CAPÍTULO XXI - Que trata da alta aventura e preciosa ganância do elmo de Mambrino, com outras coisas sucedidas ao nosso invencível cavaleiro. Nisto começou a chover um pouco, e quisera Sancho que se recolhessem no moinho do pisão; mas tamanho teiró lhe havia tomado D. Quixote em razão do desencantamento passado, que por modo nenhum lá quis entrar; e, torcendo o caminho para a mão direita, deram noutro como o da véspera.
Dali a pouco descobriu D. Quixote um homem a cavalo, que trazia na cabeça coisa que relampagueava como se fora de ouro; apenas o viu, voltou-se para Sancho, e lhe disse:
— Parece-me, Sancho, que não há rifão que não seja verdadeiro, porque todos eles são sentenças tiradas da própria experiência, mãe das ciências todas, e especialmente aquele que diz: “uma porta se fecha, outra se abre”. Digo isto, porque, se a noite passada se nos fechou a porta da ventura que buscávamos, enganando-nos com os pisões, agora se nos abre outra de par em par para melhor e mais certa aventura.

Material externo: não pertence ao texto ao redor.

PR #3354, opened 2025-08-02
chore: fix some typo

chengxilo:
1. In examples/libp2p-host/host.go, the comment incorrectly uses lowercase for w in water; I’ve corrected the case. Additionally, I’ve updated the phrasing to "Low watermark" and "High watermark" for improved clarity.

2. In p2p/net/connmgr.go, the comment refers to the low watermark argument as lo, but the actual argument is named low in the code. I’ve updated the comment to match the code for consistency.


sukunrt:
https://github.com/libp2p/go-libp2p?tab=readme-ov-file#contribute

PR #3355, opened 2025-08-04
basichost: move EvtLocalAddrsChanged to addrs_manager

sukunrt:
We'll deprecate this event, but we still have to keep sending this for a few more releases. More importantly, we need to update the peerstore with the host's addresses and it's better to do this *before* sending update events so that consumers of the event can rely on the host addrs being updated in the peerstore.

### DIFF
--- a/p2p/host/basic/addrs_manager.go
+++ b/p2p/host/basic/addrs_manager.go
@@ -11,8 +11,12 @@ import (
 	"sync/atomic"
 	"time"
 
+	"github.com/libp2p/go-libp2p/core/crypto"
 	"github.com/libp2p/go-libp2p/core/event"
 	"github.com/libp2p/go-libp2p/core/network"
+	"github.com/libp2p/go-libp2p/core/peer"
+	"github.com/libp2p/go-libp2p/core/peerstore"
+	"github.com/libp2p/go-libp2p/core/record"
 	"github.com/libp2p/go-libp2p/p2p/host/basic/internal/backoff"
 	"github.com/libp2p/go-libp2p/p2p/host/eventbus"
 	"github.com/libp2p/go-netroute"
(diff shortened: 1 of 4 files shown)


sukunrt:
I've made this change to adding a method on the peerstore. I'm not convinced about it though. 

1. This adds host context to the peerstore, which at the moment can be used by any object, like Gossipsub and kaddht, to store data against peerids.
1. This method must be on peerstore and not on any of the component interfaces like `AddrBook` because we need the Private Key from the `KeyBook`.
1. Not sure if creating a PeerRecord should be with peerstore. At the moment `AddrManager` seems like the best owner for this logic since the only thing in the PeerRecord are the addresses.

core/peerstore/peerstore.go
```diff
@@ -70,6 +70,11 @@ type Peerstore interface {
 	// RemovePeer removes all the peer related information except its addresses. To remove the
 	// addresses use `AddrBook.ClearAddrs` or set the address ttls to 0.
 	RemovePeer(peer.ID)
+
+	// UpdateHostAddrs updates the addresses of the host in the peerstore. It also adds the signed
+	// peer record for the host if there's a private key available for the host in the KeyBook.
+	// This method should only be used to update the addresses of the Host that owns the peerstore.
+	UpdateHostAddrs(hostID peer.ID, currentAddrs, removedAddrs, peerRecordAddrs []ma.Multiaddr) error
```
sukunrt: Keeping the signature this way to avoid attaching a peerstore to a host. That would complicate the host creation even more.

p2p/host/peerstore/pstoremem/peerstore.go
```diff
@@ -98,6 +100,33 @@ func (ps *pstoremem) PeerInfo(p peer.ID) peer.AddrInfo {
 	}
 }
 
+func (ps *pstoremem) UpdateHostAddrs(hostID peer.ID, currentAddrs, removedAddrs, peerRecordAddrs []ma.Multiaddr) error {
```
sukunrt: There's a small change here. All host's now will store the signed peer record in th e peerstore. This I think is okay because identify is configured to disable sending signed peer records.

MarcoPolo:
> I've made this change to adding a method on the peerstore. I'm not convinced about it though.
> 
> 1. This adds host context to the peerstore, which at the moment can be used by any object, like Gossipsub and kaddht, to store data against peerids.
> 2. This method must be on peerstore and not on any of the component interfaces like `AddrBook` because we need the Private Key from the `KeyBook`.
> 3. Not sure if creating a PeerRecord should be with peerstore. At the moment `AddrManager` seems like the best owner for this logic since the only thing in the PeerRecord are the addresses.

I think you're right. I'm sorry for the false lead. I'm not a fan of the PeerStore changes in the second commit.

I've reviewed the first commit again, and thinking about it a bit more I think it's fine.

Please drop the second commit, and I'll approve

sukunrt:
Done. move it backed to the previous commit.

MarcoPolo (approved):

PR #88, opened 2015-02-05
Fix table wrap. Resolves #87

### LINKED ISSUE #87: Table width unconstrained on RtD
Tables look terrible on the Read-the-Docs pages (ie. http://sponge.readthedocs.org/en/latest/users/server-properties/ ). Something is wrong with the wrapping on the last column, that does not happen on the GitHub view. Can we fix this with Sphinx or RtD style settings?

hawtre:
Re-adds html static path, adds new theme override stylesheet

### DIFF
--- a/source/_static/rtd_overrides.css
+++ b/source/_static/rtd_overrides.css
@@ -1,0 +1,3 @@
+html body div.wy-table-responsive table td, html body div.wy-table-responsive table th {
+    white-space: normal;
+}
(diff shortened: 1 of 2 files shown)


hawtre:
Do we want to override the css like this?

boformer:
A standalone css file for one small change is very inefficient...

Otherwise, I think this is ready ;)

BlackGoat:
I know @gratimax has a new Style in the works that resolves this bug, but it isn't complete yet. When that rolls out this PR might be reverted, but that may be a while yet (he has other priorities).

PR #90, opened 2015-02-07
Fill in recently added Sponge commands

12AwsomeMan34:
Adds some of the commands.
Should the parameters be specified for commands? The rest of the commands do not include them so I did not. But commands such as `/sponge conf` would be much more useful if the reader knew the parameters.


hawtre:
I think we would want the full syntax for all the commands, detailing their flags and accepted parameters

tyrannokapi:
Looks good.

Parameters would be nice, though the table formatting in RtD may become an issue because of the length.

BlackGoat:
Parameters are needed, it would be very odd of us to omit them from the Docs. If the table ends up looking awful in our present style, it will have to revert to a list or something.

PR #91, opened 2015-02-07
Add a special notice about world configs

12AwsomeMan34:
The configuration tree for worlds was missing (at least I think it is). This knowledge may prove useful.

### DIFF
--- a/source/users/config.rst
+++ b/source/users/config.rst
@@ -37,7 +37,7 @@ There are three types of world configs:
 * World
 
 Global configuration files can affect all of a server's worlds and dimensions. This is the default level for configs.
-Dimension configuration files are used by mods to affect a certain mod world or group of worlds. These types of configs will override the global config files.
+Dimension configuration files are used to affect a certain dimension or group of worlds. These types of configs will override the global config files.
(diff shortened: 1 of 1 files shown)


source/users/config.rst
```diff
@@ -27,5 +27,18 @@ What You Can Configure
...
+======================
+
+There are three types of world configs:
+
+* Global
+* Dimension
+* World
+
+Global configuration files can affect all of a server's worlds and dimensions. This is the default level for configs.
+Dimension configuration files are used by mods to affect a certain mod world or group of worlds. These types of configs will override the global config files.
```
hawtre: Are they only used by mods?

boformer:
You should mention that it is possible to change config values ingame:
```
/sponge conf -d nether logging.chunk-load true
/sponge conf -w DIM1 logging.chunk-load true
```

BlackGoat:
If you add the /sponge conf parameters and examples from https://github.com/SpongePowered/Sponge/commit/be08be04b06b413686c7f6c574bf89e918e1d6d3 to this page, with a reference to the commands page, that would save us from reproducing it there.

PR #93, opened 2015-02-08
Set maven dependency scope to provided.

mbax:
It is expected that the Sponge API would be available at runtime, without having to include it in our plugin jar.

Sorry, I don't have the way to do this in Gradle. :)


boformer:
I think that's the default behaviour of Gradle

mbax:
Great, that makes life easier.

PR #105, opened 2015-02-24
Remove unnecessary upper case letters

jamierocks:


drtshock:
Headers are supposed to be capitalized.

boformer:
@jamierocks http://english.stackexchange.com/questions/14/which-words-in-a-title-should-be-capitalized

PR #106, opened 2015-02-24
Change wording in canary.rst

jamierocks:


modwizcode:
This is too small a change, stop by on IRC and have a docs person roll it into a commit. This isn't large enough, or even correct enough to add to the docs.

PR #110, opened 2015-02-25
Edit description for 64-bit Java.

Xemiru:
- Remove recommendation to use 64-bit Java.
  > Recommendation isn't really something needed there. System architecture is what'll probably dictate the user the most about what to get, and adding a recommendation there may only mislead users to thinking they can choose either one. And that's a problem, because you can't use 64-bit Java on a x32/x86 computer.


progwml6:
users regularly grab the wrong java for their architectures.

Xemiru:
then its probably better to specifically tell them to check based on that instead of recommending one and implying there's a choice where there might not be

>also, i blame java for typically defaulting to giving 32bit java when using a 64bit com .c.
unless that's firefox's fault or something

PR #113, opened 2015-02-27
Remove capitalization from "Server"

Brycey92:
A server is not a proper noun.


drtshock:
+1

gratimax:
Apparently it's too hard to look at the commit history, so  0266312

PR #117, opened 2015-02-27
Improve command example, add comments. Fixes #109

### LINKED ISSUE #109: Improve command class example
The command class example (``plugins/commands.rst``) should be improved.

According to the ``CommandCallable`` javadoc, the usage String should only be ``"<message>"``.

The permission string should be something like ``"example.broadcast"``.

Also, some comments explaining the fields and methods (especially ``call``, ``testPermission`` and ``getSuggestions``) would be great.

boformer:
Fixes #109


gratimax:
Superseded by #122

PR #146, opened 2015-03-23
Quickfixes

tyrannokapi:
This fixes a couple minor issues that have been mentioned:

* The text under "Preparing for Development" was poorly worded for translatability
* The bullets on the Implementations page were improperly formatted

I would like for this PR to stay open for a couple days in case of any other minor errors, so I suppose it could use a WIP label.

### DIFF
--- a/source/about/faq.rst
+++ b/source/about/faq.rst
@@ -5,32 +5,32 @@ Frequently Asked Questions
 For Everyone
 ============
 
-Are there downloads available yet?
+Are There Downloads Available Yet?
 ~~~~~~~~~~~~~~~~~~~~~~~~~~~~~~~~~~
 
 No. When we are ready for a release, an announcement will be posted on the Sponge forums. Keep in mind that Sponge will first be available for Minecraft 1.8.
 
-Why is the official Sponge implementation built on Minecraft Forge?
+Why Is the Official Sponge Implementation Built on Minecraft Forge?
 ~~~~~~~~~~~~~~~~~~~~~~~~~~~~~~~~~~~~~~~~~~~~~~~~~~~~~~~~~~~~~~~~~~~
 
 Reusing existing efforts in the community allows us to have a working version much quicker. It would be very time-consuming to write a new server from scratch, and many people are not in a position to wait.
 
-What makes Sponge different from other projects, such as Bukkit?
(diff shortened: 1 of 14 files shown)


Tzky:
On the index page, section "preparing for development":
"Contributing to Sponge." should be  "Contributing to Sponge". 

Its just a small change, so i assume it belongs here. Changing “Creating Plugins” and “Contributing to Sponge" to wirking links might be a solution too.

tyrannokapi:
Yes, you are correct about the period. I think that linking to the appropriate section is a good solution.

The comma before the conjunction in a list is grammatically correct, at least in the US. I believe it is referred to as an Oxford comma. The US may be in the minority with this usage, though... @BlackGoat, do you have a preference on this?

Dannyps:
[The Wikipedia article about the comma](https://en.wikipedia.org/wiki/Serial_comma).

btw, in [this page](https://github.com/SpongePowered/SpongeDocs/blob/master/source/server/getting-started/installation.rst), there's another period out of place. A quick search in Crowdin revealed that these are the only two case in which this happens, so, there shouldn't be any other string with this problem.

BlackGoat:
Being Australian, I tend to favour UK grammar and spelling. Also from Wiki: "The Oxford comma tends not to be used in non-academic publications unless its absence produces ambiguity.". I prefer this fuzzy line - leave it out unless it looks weird (or is easily misinterpreted).

BlackGoat:
Dannyps also spotted this: In the new FAQ, titles are not in Title Case

Dannyps:
in PR #151 there are two sentences that are a bit odd IMO.


**"A full list of staff members may be located at :doc:`staff`."**
could be perhaps:
 - "A full list of staff members **is located** at :doc:`staff`."
 - "A full list of staff members **can be found** at :doc:`staff`."

and

**"This means that server owners run Sponge plugins on any implementation of the Sponge API..."**
laks something... It could be:
 - "This means that server owners **can** run Sponge plugins on any implementation of the Sponge API..."

both strings are from the file 'source/about/introduction.rst'.

I don't know if this PR can be used to correct these problems, but I'll leave them here anyway.

tyrannokapi:
I'll correct those. Thanks.

tyrannokapi:
I believe this is ready.

PR #160, opened 2015-04-10
Update future.rst

TheDoctorsLife:
Make the "if" bold, as I feel that point should be emphasized.


thomas15v:
+1 :thumbsup:

progwml6:
not needed

PR #162, opened 2015-04-21
Trying to fix #156

### LINKED ISSUE #156: Granite merger cleanup
Adding Granite to the mix means some pages must change. Here are the ones I could identify, there may be more I missed. Minor changes in wording are needed in most cases. 

    Index - add fourth component (Granite) - **DONE**
    about/FAQ - There were Downloads (of Granite), etc - **DONE**
    Add /contributing/granite folder and files
    server/getting-started/migrating/forge
    server/getting-started/launch-script
    server/getting-started/installation
    server/management/plugins (Granite vs Forge)
    downloads *
    changelog  *
* It is possible that some of these might need to become two pages, depending on what happens to Granite forums and where its' downloads end up.

Tzky:
First try to use Github properly.
Might get removed, just testing. :)


Tzky:
Nope, that's not how this works.

PR #2432, opened 2024-01-10
Make `Payment methods enabled` a global setting

aschrammel:
**Description**
The configuration setting `Payment methods enabled` is shown across all scopes. No matter what scope is selected, the underlying backend model `Adyen\Payment\Model\Config\Backend\PaymentMethodsStatus` is always updating the default scope for the single payment methods.
This leads to inconsistencies between `payment/adyen_abstract/payment_methods_active` and all the single payment method configurations.

* Set `Payment methods enabled` to `Yes` in `Default` scope
* Having a `Website A` and a `Website B` in place
* Set `Payment methods enabled`to `Yes` in `Website A` scope

**Expected Result**
Payment methods are still active in `Website B`
**Actual Result**
Payment methods are deactived in `Website B` as well

Showing the configuration setting only in `Default` scope won't lead to such inconsistencies.

**Tested scenarios**
`Stores > Configuration > Sales > Adyen > Accepting Payments > Payment methods > Payment methods enabled` is a global setting

### DIFF
--- a/composer.json
+++ b/composer.json
@@ -2,7 +2,7 @@
   "name": "adyen/module-payment",
   "description": "Official Magento2 Plugin to connect to Payment Service Provider Adyen.",
   "type": "magento2-module",
-  "version": "9.0.5",
+  "version": "9.0.6",
   "license": "MIT",
   "repositories": [
     {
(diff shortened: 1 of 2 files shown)


RokPopov:
Hi @aschrammel,

Thank you for your efforts and contribution to improving our plugin. We appreciate the time and thought you put into your PR regarding making the configuration global.

After careful consideration, we've decided to proceed with a different approach that implements scopable configurations for payment methods. You can take a look at the PR we're moving forward with [here](https://github.com/Adyen/adyen-magento2/pull/2587).

We value your contributions and encourage you to continue sharing your ideas and improvements with us.

Kind regards,
Rok

PR #2458, opened 2024-01-23
Remove post install commands for phpcompatibility/php-compatibility

candemiralp:
**Description**

- Remove `post-install-cmd` and `post-update-cmd` commands from composer.json as `phpcompatibility/php-compatibility` is not a dependency of Magento anymore.
- Fix codesniffing errors.

### DIFF
--- a/view/adminhtml/templates/config/applepay_button.phtml
+++ b/view/adminhtml/templates/config/applepay_button.phtml
@@ -1,3 +1,3 @@
 <?php /** @var \Adyen\Payment\Model\Config\Adminhtml\ApplepayCertificateButton $block */ ?>
 
-<input type="button" onclick="location.href='<?= $block->getActionUrl() ?>';" value="Download certificate" />
+<input type="button" onclick="location.href='<?= $block->escapeJs($block->getActionUrl()) ?>';" value="Download certificate" />
--- a/composer.json
+++ b/composer.json
@@ -41,12 +41,6 @@
     "test": [
       "Composer\\Config::disableProcessTimeout",
       "vendor/bin/phpunit -c Test/phpunit.xml"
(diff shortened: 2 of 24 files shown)


RokPopov (approved):

view/adminhtml/templates/config/applepay_button.phtml
```diff
@@ -1,3 +1,3 @@
 <?php /** @var \Adyen\Payment\Model\Config\Adminhtml\ApplepayCertificateButton $block */ ?>
 
-<input type="button" onclick="location.href='<?= $block->getActionUrl() ?>';" value="Download certificate" />
+<input type="button" onclick="location.href='<?= $block->escapeJs($block->getActionUrl()) ?>';" value="Download certificate" />
```
hossam-adyen, line 3:
```suggestion
<input type="button" onclick="location.href='<?= $block-> escapeUrl($block->getActionUrl()) ?>';" value="Download certificate" />
```

candemiralp: `onclick` attribute is a part of the JS code although it's a URL. According to the documentation, `escapeUrl()` can be safely used on `href` and `src` html attributes. But, any code which is part of a JS script needs to be escaped with `escapeJs()` function. Below example was taken from the documentation.

```
<script>
  let phrase = "Hi, my name is <?= $escaper->escapeJs($myName) ?>";
  //Do not use HTMl context methods like escapeUrl
  let redirectUrl = "<?= $escaper->escapeJs($myUrl) ?>";
  location.href = redirectUrl;
</script>
```

[Reference](https://developer.adobe.com/commerce/php/development/security/cross-site-scripting/)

Se eu não acertar a entrar por ela, toda a culpa será minha, sem eu a poder atribuir, nem a pisões, nem ao escuro da noite. Isto digo, porque, se me não engano, aí vem caminhando para nós um homem que traz na cabeça o elmo de Mambrino, sobre o qual me ouviste o juramento que sabes.
— Olhe Vossa Mercê bem o que diz, e melhor o que faz — respondeu Sancho. — Deus nos livrara de que fossem estes agora outros pisões, que nos acabassem de apisoar, e amofinar-nos o entendimento.
— Valha-te o diabo, homem! — replicou D. Quixote — em que se parece um elmo com um maço de pisoeiro?
— Não sei — respondeu Sancho — mas afirmo-lhe que, se pudesse agora falar tanto como era o meu costume, talvez desse tais razões, que Vossa Mercê veria que se enganava no que diz.